Good to excellent kappa statistics (0.73-0.95) were returned for almost all variables. These results are similar to other in-store audit tools (kappa >0.70) [56]. The sample of stores included in this reliability test however was small (n = 14) compared to similar studies (n = 30 to 85) [13, 17, 19]. The reliability (kappa 0.60) for fruit and vegetable quality was higher than the results reported in some studies [17], but lower than the results of others [57]. Future work using photos or a simple two-point scale of acceptable/unacceptable can provide a more consistent measure of quality as has been used in previous work [17, 58]. Convergent validity against an alternative observational tool was not tested due to the intensive resources required for in-store audits. Data were collected from all store types and levels of neighbourhood deprivation over eleven months. Some aspects of seasonality or small price fluctuations may be been accounted for however, test-retest reliability and stability of items over time were not measured.

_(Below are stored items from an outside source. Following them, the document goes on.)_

PR #2615, opened 2026-08-26
Server-prefetch the remaining list and detail pages

EmanueleDeRossi1:
## Purpose

Finish the server-prefetch rollout started in #2609. Every page that still fetched on mount showed a spinner or a grid skeleton that then swapped to an empty state (e.g. Tools, Traces) — the first paint should already have the data.

## What Changed

- List pages: Tools, Models, Projects, Tokens, Architect, Explorer, Traces and the Organization Settings team tab (when `?tab=team`) prefetch page 1 on the server and pass `initialData` to their client component.
- Detail pages: Job, Task, Experiment, Metric, Endpoint and project-scoped Endpoint fetch the entity on the server; 404 goes to the shared not-found page.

While our study was novel in assessing nine different in-store variables, three variables were restricted in their assessment. Shelf placement, store placement and nutrition information were all measured on the cheapest item available for each product category assessed. This restriction may have missed the opportunity to appropriately score the location of heavily promoted less healthy branded products, particularly in supermarkets which sell own-brand products. Other studies have assessed a specific brand and size of product [59] however, this approach is limited if not all stores stock that particular brand and size. For feasibility reasons specialty stores and restaurants were excluded. This study also has cross sectional and ecological limitations and the relationship between store healthfulness and diet was not assessed.

Conclusion

This study used a large sample of retail food stores (n = 601) to develop a composite measure of the consumer nutrition environment incorporating nine different variables. The composite score showed good internal consistency and represented overall trends of the individual variables across seven different store types and five levels of neighbourhood deprivation. The composite measure showed differences between and within store types identifying opportunities for intervention in discount supermarkets and other store types with environments less supportive of healthful food choices. The standardised composite score developed in this study can offer greater flexibility in statistical analyses of environment-diet relationships in future observational and interventions studies than single in-store measures, which can be skewed. The products included in this tool relate to dietary quality measures, thus this tool can be used to examine relationships between environmental attributes of foods directly measured during dietary assessments in various populations in future research.